Tea is Uganda’s quiet agricultural success story—less celebrated internationally than the country’s coffee but commercially significant, culturally embedded, and for gorilla trekkers, an immediate sensory encounter with the landscape they are travelling through. The tea estates that carpet hillsides between Fort Portal and the Rwenzori foothills, and the smaller tea gardens in the highlands near Kabale and Bwindi, produce a beverage that has been part of Ugandan daily life since colonial planting programmes in the early twentieth century.
The history of tea in Uganda
Commercial tea cultivation in Uganda began under British colonial administration in the 1920s, with large estates established in the foothills of the Rwenzori Mountains and around Fort Portal in the Toro Kingdom. The crop suited the altitude, rainfall, and cool temperatures of western Uganda’s highlands—a climate profile similar to the established tea regions of India and Ceylon (Sri Lanka) that the British colonial agricultural service used as its reference model. By independence in 1962, Uganda had a functioning tea export industry, though far smaller than Kenya’s.
The Amin period (1971-1979) devastated Uganda’s tea sector along with most of the economy: estates were nationalised, skilled workers expelled (many were members of the Asian community that Amin expelled in 1972), infrastructure fell into disrepair, and export markets were lost. The rehabilitation of the tea industry from the 1990s onward—under more stable governance and with international development support—has been substantial but gradual. Uganda now produces approximately 60,000 to 70,000 tonnes of made tea per year, primarily as CTC (cut, tear, curl) black tea for export, with a smaller and growing specialty and orthodox tea sector.
Tea near Bwindi and what you will taste
The highlands around Kabale—the regional centre for south-western Uganda—support tea cultivation at altitudes that produce a particularly flavourful leaf. Cool nights, misty mornings, and well-drained volcanic soils create growing conditions that tea aficionados compare favourably with high-grown teas from Kenya and Rwanda. Several small-estate and cooperative tea producers in the Kigezi highlands are developing specialty and orthodox teas for the premium market, and a morning cup at a Bwindi lodge sourcing from local producers offers a distinctly different experience from mass-market exported tea bags.
Ugandan tea is typically drunk with milk and sugar in the British colonial style—the “chai” preparation common across East Africa—served in an enamel mug or glass at roadside stalls, or in more refined form at lodge breakfasts. The tea grown within view of the Bwindi canopy, steeped and served on a deck overlooking the same forest, represents a small but genuine pleasure that connects the visitor’s experience to the agricultural landscape surrounding the park.
Tea estate visits on the Bwindi route
The overland route from Kampala to Bwindi via Fort Portal passes through or near several large tea estates, with the most photogenic stretches between Mbarara and Fort Portal where the road runs through continuous green tea rows on gently terraced hillsides.
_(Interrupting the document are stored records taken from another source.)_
PR #3128, opened 2025-09-10
[TMP]: Investigating NFS performance

msfstef:
Making changes to try out performance on NFS storage like AWS EFS.


msfstef:
Closing - issue was with EFS on AWS not doing attribute caching on Fargate, and our file operations do many metadata access operations (each open comes with a `stat` as well).

PR #3129, opened 2025-09-11
Replace Caddy with `@electric-sql/vite-plugin-trusted-https`.

thruflo:
Adds `vite-plugin-trusted-https` package and ported the TanStack DB web starter to use it, as an initial example. The idea is no faffing with system packages, no sudo needed and uses Vite's built in HTTPS/HTTP2 support.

Stopping at a roadside estate for a brief walk through the tea bushes—many welcome visitors informally—provides a ground-level encounter with the agricultural landscape that drone footage and guidebook photographs do not convey. The smell of fresh-picked tea leaves, the sound of pickers moving through the rows, and the scale of the planted hillsides create a sensory memory that the lodge breakfast cup of tea will subsequently trigger every morning of the trip.